November 1st – December 9th, 2019

In Wendy Artin’s new exhibition, Révèle, the American artist explores absence, beauty and the corporeal in her representation of the human form. This exhibition brings together 57 pieces in watercolour, charcoal and chalk on white or brown paper capturing both live models and statues, all caught in a fleeting glance that belies stunning craft. The work reflects an ongoing conversation around stone and flesh that Artin has pursued as one of the world’s most brilliant watercolourists, while pushing her into new technical achievements.

“Artin’s work oscillates between the effortless grace of the human body asked not to move and the stillness of marble that craves to move,” says André Aciman, author of Call Me By Your Name. The collection also includes stunning watercolours of summer figs and peaches, which Artin captures in all their juicy decadent flesh. “If you thought the peach in Call Me By Your Name was hot, check out Wendy Artin’s,” says says Aciman. In his latest book Find Me, he also shares an appreciation with Artin for the most ambrosial fruit of all, the fig.

In Révèle, Artin shows fragments of the human body, allowing the viewer to imagine the rest. The light chalk or brushwork adds to our sense of a fleeting glimpse, caught in time. “Having the information be just barely there, almost there, or suggested, allows for breath, for relief,” says Artin. “The space to breathe has always been for me the white of the paper,” she says. “Using brown paper instead meant doing something different. I wanted them to look as if they had just happened, like, poof! The white chalk barely grazing the surface before flitting off again, like pollen.”

Fragments reveal, give meaning, beauty, perhaps unease. Here the human body is present in all its pulsating life, its joy and fragility. The live models are in voluptuous poses, sprawled out after merriment and bacchanal. “They’re a celebration of our round bodies, velvety torsos, our smooth skin reflecting who we are in all our lovable fascinating seductive selves. All too often hung shamefully in the bedroom or bathroom, we need to liberate the nude,”Artin says.

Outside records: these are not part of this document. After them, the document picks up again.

PR #7516, opened 2021-12-07
groff: add --RAW-CONTROL-CHARS to pager example

hexagonrecursion:
Without --RAW-CONTROL-CHARS less in the example would mangle the display by converting the control characters into the caret notation.

### DIFF
--- a/pages/common/groff.md
+++ b/pages/common/groff.md
@@ -9,7 +9,7 @@
 
 - Render a man page using the ASCII output device, and display it using a pager:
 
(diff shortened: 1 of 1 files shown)


sbrl (approved):
Fair enough. For reference, `--RAW-CONTROL-CHARACTERS` makes only ansi escape sequences for colours allowed, and everything else is escaped.

CleanMachine1 (approved):

navarroaxel (approved):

Artin lives with her family in Rome. The once upon a time nomad arrived there 25 years ago, where she would start a rock collection in hopes of weighing her down to one spot. “I still think about those rocks when I think of the materials that I use. The rocks are the chalk and the charcoal. Watercolour is like flesh, while charcoal and chalk are hard and cold, but give the illusion of light and depth and warmth,” she says.

The Eternal City provides one side of the coin in the fountain for Artin, with its classicism and its eloquent light being a constant companion.

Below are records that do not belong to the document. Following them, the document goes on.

PR #7517, opened 2021-12-07
invoke-item: add page

reinhart1010:

**Version of the command being documented (if known):** PowerShell 7.2


reinhart1010:
Quick question: Do you prefer `insode a directory` or `within a directory`?

pages/windows/invoke-item.md
```diff
@@ -0,0 +1,29 @@
...
+
+- Open a file in its default program:
+
+`Invoke-Item -Path "{{path/to/file}}"`
+
+- Open all files inside a directory:
+
+`Invoke-Item -Path "{{path/to/directory}}\*"`
+
+- Open all PNG files inside a directory:
```
SethFalco, line 15:
```suggestion
- Open all PNGs inside a directory:
```

pages/windows/invoke-item.md
```diff
@@ -0,0 +1,29 @@
...
+
+`Invoke-Item -Path "{{path/to/directory}}\*.png"`
```
SethFalco, line 17:
```suggestion
`Invoke-Item -Path "{{path\to\directory\*.png}}"`
```

The entire argument should be wrapped in brackets.

Question for other maintainers:
Since this is Windows-specific, should we be using forward slashes or backslashes? 🤔 At the very least, we probably don't want to mix between both of them in the same argument.

pages/windows/invoke-item.md
```diff
@@ -0,0 +1,29 @@
...
+
+- Open all files inside a directory which contain a specific keyword:
+
+`Invoke-Item -Path "{{path/to/directory}}\* -Include "*{{keyword}}*"`
```
SethFalco, line 21:
```suggestion
`Invoke-Item -Path "{{path\to\directory\*}}" -Include "{{*keyword*}}"`
```

Forgot the `"` at the end of the value for the `-Path` argument.

pages/windows/invoke-item.md
```diff
@@ -0,0 +1,29 @@
...
+
+- Open all files inside a directory except those containing specific keyword:
+
+`Invoke-Item -Path "{{path/to/directory}}\* -Exclude "*{{keyword}}*"`
```
SethFalco, line 25:
```suggestion
`Invoke-Item -Path "{{path\to\directory\*}}" -Exclude "{{*keyword*}}"`
```

pages/windows/invoke-item.md
```diff
@@ -0,0 +1,29 @@
...
+
+- Perform a dry run to determine which files will be opened inside a directory through `Invoke-Item`:
+
+`Invoke-Item -Path "{{path/to/directory}}\*" -WhatIf`
```
SethFalco, line 29:
```suggestion
`Invoke-Item -Path "{{path\to\directory\*}}" -WhatIf`
```

SethFalco (changes requested):

SethFalco:
> Quick question: Do you prefer `inside a directory` or `within a directory`?

I think they should mean the same in practice, but as a reader "within a directory" sounds better to me. \\(^-^)/
Other maintainers may have a different opinion.

pages/windows/invoke-item.md
reinhart1010: In most cases, Windows will automatically convert these slashes into backslashes (either in Command Prompt or PowerShell) so `C:/Users/User/Documents` is still valid, too.

In most DOS and non-PowerShell commands, command parameters (e.g. `/d`) do use forward slashes but only when the character is inserted at the begining of the sentence. For the case of root directory, users may end up to use `C:/` (e.g. `cd C:/`) instead of `/` (e.g. `cd /`) which should be okay.

navarroaxel: @SethFalco the `/` is full compatible with Windows, and the `/` is used in the common platform. To keep the same format `/` should be used in the Windows platform.
```suggestion
`Invoke-Item -Path {{path/to/directory/*.png}}`
```
Also, we don't use `"` for paths.

sbrl: Ref quoting the path: if you want the glob to work IIRC you need to remove the quotes, yeah

pages/windows/invoke-item.md
sbrl: Same here @SethFalco - the quotes around `path/to/directory/*` have to go to make the glob work as far as I'm aware.

pages/windows/invoke-item.md
sbrl: And here
```suggestion
`Invoke-Item -Path {{path/to/directory/*}} -WhatIf`
```

sbrl:
> Quick question: Do you prefer `inside a directory` or `within a directory`?

Both are fine, but I'd prefer `inside a directory` personally. It really depends on context.

pages/windows/invoke-item.md
SethFalco: The point was less about if they should or shouldn't be there, but just if there's an open quote, I'd expect to see a close one.
But I'll keep in mind in future the quotes/globs thing.

pages/windows/invoke-item.md
```diff
@@ -0,0 +1,29 @@
...
+
+`Invoke-Item -Path {{path/to/directory/*}}`
+
+- Open all PNGs inside a directory:
+
+`Invoke-Item -Path {{path/to/directory/*.png}}`
+
+- Open all files inside a directory containing specific keyword:
+
+`Invoke-Item -Path {{path/to/directory/*}} -Include *{{keyword}}*`
```
SethFalco, line 21:
```suggestion
`Invoke-Item -Path {{path/to/directory/*}} -Include {{*keyword*}}`
```

SethFalco (approved):

pages/windows/invoke-item.md
```diff
@@ -0,0 +1,29 @@
...
+
+- Open all files inside a directory:
+
+`Invoke-Item -Path {{path/to/directory/*}}`
+
+- Open all PNGs inside a directory:
+
+`Invoke-Item -Path {{path/to/directory/*.png}}`
+
+- Open all files inside a directory containing specific keyword:
```
navarroaxel, line 19:
```suggestion
- Open all files inside a directory containing a specific keyword:
```

pages/windows/invoke-item.md
```diff
@@ -0,0 +1,29 @@
...
+
+`Invoke-Item -Path {{path/to/directory/*}} -Include {{*keyword*}}`
+
+- Open all files inside a directory except those containing specific keyword:
```
navarroaxel, line 23:
```suggestion
- Open all files inside a directory except those containing a specific keyword:
```

navarroaxel (approved):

And if nudes can cause the eye to avert, statues invite closer inspection. With all Artin’s work, the viewer is drawn in and up close rewarded: the illusion vanishing into the abstraction of chalk dust or the residue of pigment from watercolour evaporated. “Stone imitates flesh in statues, and then again once removed is the watercolor or charcoal imitating the light on the stone that imitates flesh,” she said.

Statues and live models, motion and stillness, anatomy and light, fragments asking questions of absences, Artin’s latest exhibition will please her current admirers and surely bring her new fans.